而据曲景明今天亲眼所见,那家夥的确是个恶霸,长得胖而壮,打架没一点技术含量,全靠一身膘压制对手,远看,是个蠢货无误。
眼下陈老太如常用五分钟在背後数落了人家一顿,照例,这时候她就该分出点精力先把饭吃完了,不料她今天却另辟蹊径,嘴巴停顿的片刻里,目光一扫,落在曲景明身上,用筷子指着他。
“你啊你,你可不能跟这种人学,不然我们全家都丢人!”
第一次以为自己和老太站了同一正营,却猝不及防无辜被点名的曲景明:“……”
和容再次看不下去了,竟肯擡眼看看她妈,十分严肃地开口道:“妈,我认真跟您说一遍,就一遍,我收了曲景明,以後他就跟我儿子没两样,你要骂他训他打他,都得过我这一关。”
闻言,陈老太好像听了个天大的笑话似的,筷子掉了一根,放着半碗还没下肚的饭,捂着肚子哈哈笑。她那一贯不友善的声音在这种笑里更加显得阴诡,入耳极其不舒服。曲景明原本已经习惯她了,这下又有点发怵,下意识往和容身边躲了躲。

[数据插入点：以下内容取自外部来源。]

PR #1885, opened 2018-10-08
Fixed issue of scrollbar being hidden on Autocomplete and Dropdown components

paddotk:
Dropdown and Autocomplete components had a `width: 0` and `height: 0` css rules. These don't serve any purpose and make users not know it's scrollable/there is more content, hence is bad user experience.

This fix takes out the two css lines to show scrollbar whenever necessary.

PR #1923, opened 2019-07-09
remove the unneeded css rules from Dropdown/Autocomplete ...

neophytosd:
... that break scrollability in those components


alexhisen:
This replaces #1885 which seems to have a lot of commits mixed into it.

Issue #6027, opened 2026-08-02
fix(payments): Dodo 429 escapes as an uncaught Convex error and blocks checkout (WORLDMONITOR-WP)


koala73:
## Problem

**WORLDMONITOR-WP** — 18 events / 7 users. Checkout session creation is being rate-limited by Dodo and the error surfaces as an uncaught Convex exception:

```
Error: Uncaught Error: Failed to create checkout session: 429 status code (no body)
  at ../node_modules/@dodopayments/convex/src/component/lib.ts:98        handler
  at ../node_modules/@dodopayments/core/dist/chunk-BVTJMX2W.js:240       buildCheckoutUrl
  at ../node_modules/@dodopayments/core/dist/chunk-BVTJMX2W.js:218       createCheckoutSession
```

`environment: prod`, server-side (Convex), most recent 2026-08-01T12:17 UTC.

## Why it is worth tracking

This is a direct conversion blocker — a user who clicks upgrade gets nothing. It is distinct from the **handled** client-side path already instrumented as WORLDMONITOR-Y1 (`Checkout error: rate_limited`), which carries a clean payload:

```json
{"httpStatus": 429, "retryAfterSeconds": 10,
 "serverMessage": "Checkout is temporarily rate limited. Retry shortly.",
 "productId": "pdt_0NbttVmG1SERrxhygbbUq"}
```

So the graceful path exists and works; the raw 429 escaping as an uncaught error in the Convex action is the gap. `retryAfterSeconds: 10` suggests the upstream limit is short-lived and a bounded retry would absorb most of it.

## Suggested direction

- Catch the 429 in the Convex checkout action and either retry within the advertised `retryAfterSeconds` window or return the same structured `rate_limited` result the client already knows how to render
- Confirm whether the limit is per-account or per-IP — 7 distinct users over the window suggests account-level, which a client-side retry alone would not solve

Found during Sentry triage on 2026-08-02.

PR #8556, opened 2026-09-23
fix(checkout): cap checkout sessions per client IP and drop the public Convex action

koala73:
## Summary

One client can no longer spend the Dodo API rate limit that every buyer shares. Before this PR, anyone could create checkout sessions without limit in two ways:

- **Call the public Convex action `payments/checkout:createCheckout` directly.** This skipped every edge budget.
- **Cycle many free accounts through `/api/create-checkout`.** That endpoint limited only per user, at 5/min.

When Dodo rate-limits our key, real buyers get 429s at checkout (#6027).

A client that called itself `WorldMonitor-Recon/1.0` (IP `104.28.230.228`) spent 2026-09-23 calling our prod Convex functions by name, including `createCheckout` and `registerInterest:getPosition`. An auth audit of every function it reached found no IDOR and no bypass. These two were the exposures that mattered.

## What changed

| Path | Before | After |
|---|---|---|
| Direct Convex `createCheckout` | Any Clerk session; only the Convex per-account limit (5 per 10 min) | Removed; only `internalCreateCheckout` via `/relay/create-checkout` remains |
| `/api/create-checkout` | Per user only, 5/min | Per user 5/min **and** per client IP, 10 per 10 min, both fail-closed |
| `registerInterest:getPosition` | Anonymous query | Removed |

**Why removing the action is safe:**
- The dashboard moved to the edge endpoint in #2668 (April), and nothing in the repo calls the public action.
- Axiom `convex-logs` over the last 7 days show 3 calls to `createCheckout`, all failed probes, against about 40 real checkouts a day through `internalCreateCheckout`.
- **Residual risk:** a desktop build older than #2668 that still calls the Convex action directly would now fail at checkout. The 7-day data shows none in use.

**Why 10 per 10 min per IP:**
- It sits above the per-user cap, so one buyer retrying always hits their own limit first.
- A shared office NAT still gets 10 sessions per window.
- A global cap was rejected: it would just move the 429s from Dodo to us, and real buyers would still be blocked.

**Why `getPosition` goes:** the referral code it looks up is an unsalted djb2 hash of the registrant's email (`convex/registerInterest.ts`). Anyone could compute it offline for any email and learn whether that email registered, plus its referral count. It has no callers, and its only traffic in 7 days was probes.

## Test plan

- The new test in `tests/create-checkout-rate-limit.test.mts` sends 11 accounts from one IP.
  - Before the edge change, it went red at `account 10 status`: the 11th account reached the relay.
  - It passes now, and a different IP keeps its own budget.
- Convex tests that drove the removed action now drive `internalCreateCheckout`. It shares `_createCheckoutSession`, so they still cover admission, product checks, email stamping, timeouts and error masking.
  - Four tests that only pinned the public action's error channel were deleted with it.
- `npm run test:convex`: 2,480 pass.
- Edge checkout and rate-limit node tests: 250 pass.
- `npm run typecheck:all` passes, including the Convex string-call audit and the probe-filter check.

---

HARNESS

https://claude.ai/code/session_01GZGH8fN5RrgsGKU2GyVWnN

## Summary by CodeRabbit

* **New Features**
  * Checkout requests are now limited by both account and IP address. Each IP can make up to 10 checkout requests per 10 minutes, independently of account limits.
* **Bug Fixes**
  * Requests exceeding the IP limit receive a 429 response with retry information and are stopped before checkout processing. This also limits repeated checkout attempts across multiple accounts from the same IP.


koala73:
@coderabbitai Fixed in efe8ec826d: the file index at `docs/architecture/pro-monetization.md:124` now lists `internalCreateCheckout (relay-only)`. A sweep of `docs/` finds no other mention of the removed public `createCheckout`.

PR #1696, opened 2020-01-06
Add font definitions

EgoziE:
Added font definition through css variables
IE11 compatible

The name `--wsr-font` is meant to be as unique as possible because it's global


EgoziE:
Not relevant atm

和容注意到了,但没说什麽,给他夹了一块肉,权作安慰。
陈老太充满讽刺地笑完了,反而也没再继续单口相声,闷闷地把自己那碗饭吃了,只是饭後什麽也不收拾,拎起自己装零钱的小手袋就摔门出去了,老门发出一声“砰——啪”的惨叫,听得曲景明忧心忡忡,非常担心那门的寿命。

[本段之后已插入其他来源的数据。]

PR #1698, opened 2020-01-06
Update <Stepper> component types

simast:
Updated for latest changes introduced with https://github.com/wix/wix-style-react/pull/4786

### DIFF
--- a/packages/wsr-types/src/drivers/Stepper.uni.driver.d.ts
+++ b/packages/wsr-types/src/drivers/Stepper.uni.driver.d.ts
@@ -1,9 +1,12 @@
 declare namespace __WSRTests {
   interface StepperUniDriver extends BaseUniDriver {
-    clickStep: (idx: number) => Promise<void>;
-    hoverStep: (idx: number) => Promise<void>;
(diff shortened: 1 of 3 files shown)


packages/wsr-types/src/drivers/Stepper.uni.driver.d.ts
```diff
@@ -1,9 +1,12 @@
...
-    hoverStep: (idx: number) => Promise<void>;
+    getType: () => Promise<string>;
+    getFit: () => Promise<string>;
+    clickStep: (index: number) => Promise<void>;
+    hoverStep: (index: number) => Promise<void>;
     getNumberOfSteps: () => Promise<number>;
-    isStepActive: (id: number) => Promise<string | null>;
-    getStepType: (idx: number) => Promise<string | null>;
+    isStepActive: (index: number) => Promise<boolean>;
+    getStepType: (index: number) => Promise<string>;
```
giladsegal: Technically unidriver `attr` returns `string | null` if you state that you return a string you can return `__WSR.Stepper.StepperType`

PR #1710, opened 2020-01-10
[VOD-5043] Add support for FB portrait videos to wix-ui-core/Video

yuriibut:


packages/wix-ui-core/src/components/video/Video.st.css
```diff
@@ -3,7 +3,8 @@
 }
 
 .playerContainer {
-    position: relative;
+    position: relative !important;
+    display: block !important;
```
mokhovyk: why are you using !important here?

PR #1735, opened 2020-01-26
wix-ui-codemode - introduce named-imports codemode

mykas:


packages/wix-ui-codemod/src/wix-style-react/named-imports.ts
```diff
@@ -0,0 +1,104 @@
...
+      return;
+    }
+
+    const cleanImport = name => {
+      path.value.specifiers = path.value.specifiers.filter(
+        spec => spec.local.name !== name,
+      );
+    };
+
+    path.value.specifiers.forEach((specifier, index) => {
```
simast: we have a lot of `path.value.specifiers` - maybe we can alias to a separate const var?

mykas: Left it as there is  reasign happening here

PR #1744, opened 2020-01-30
(wix-storybook-utils) - Expose transparent background prop for code example

mosheKerbel:
@argshook 
Motivation is to allow also non-compact examples to be displayed with a transparent background, for `wix-base-ui` per @Zohar-Telor request


packages/wix-storybook-utils/src/LiveCodeExample/LiveCodeExample.js
```diff
@@ -36,6 +36,7 @@ export default class LiveCodeExample extends Component {
     previewProps: PropTypes.object,
     autoRender: PropTypes.bool,
     darkBackground: PropTypes.bool,
+    transparentBackground: PropTypes.bool,
```
argshook: i'd call it `noBackground` just shorter to type :)

mosheKerbel: 👍

PR #1752, opened 2020-02-06
<Avatar/> - Add onClick event prop

simast:


packages/wix-ui-core/src/components/avatar/avatar.tsx
```diff
@@ -126,23 +128,16 @@ export class Avatar extends React.Component<AvatarProps, AvatarState> {
...
+    const { name, title, ariaLabel, onClick } = this.props;
     const contentType = this.getCurrentContentType();
+
     return (
       <div
         data-content-type={contentType} // for testing
         data-img-loaded={this.state.imgLoaded} // for testing
         title={title || name}
         aria-label={ariaLabel || name}
+        onClick={onClick}
```
shlomitc: Please notice that clickable elements should support a11y features (like rounded border, keyboard navigation).
we do it using the focusableHOC like in `button-next`

simast:
Added focusableHOC behaviour.
@shlomitc @argshook Please take another look at this PR.

packages/wix-ui-core/src/components/avatar/avatar.tsx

大概是因为陈老太提起了学校,和容突然想起来,曲景明也是该上学的。
于是第二天就跟孩子提起这事,问他上到什麽班了。曲景明过去上学也断断续续,什麽班都念过了,她又打电话问了些朋友,得出这孩子应该可以九月直接入学一年级的结论。于是到九月,曲景明六岁过大半,勉勉强强算是符合年龄规定,走点关系,便顺利进入彷城最好的小学,也就是恶霸和春的学校。
他本与和春毫无交集,也没有恩怨,同一个学校而已,并没放在心上。哪知道入学不久,那脑残恶霸就自己找上门来。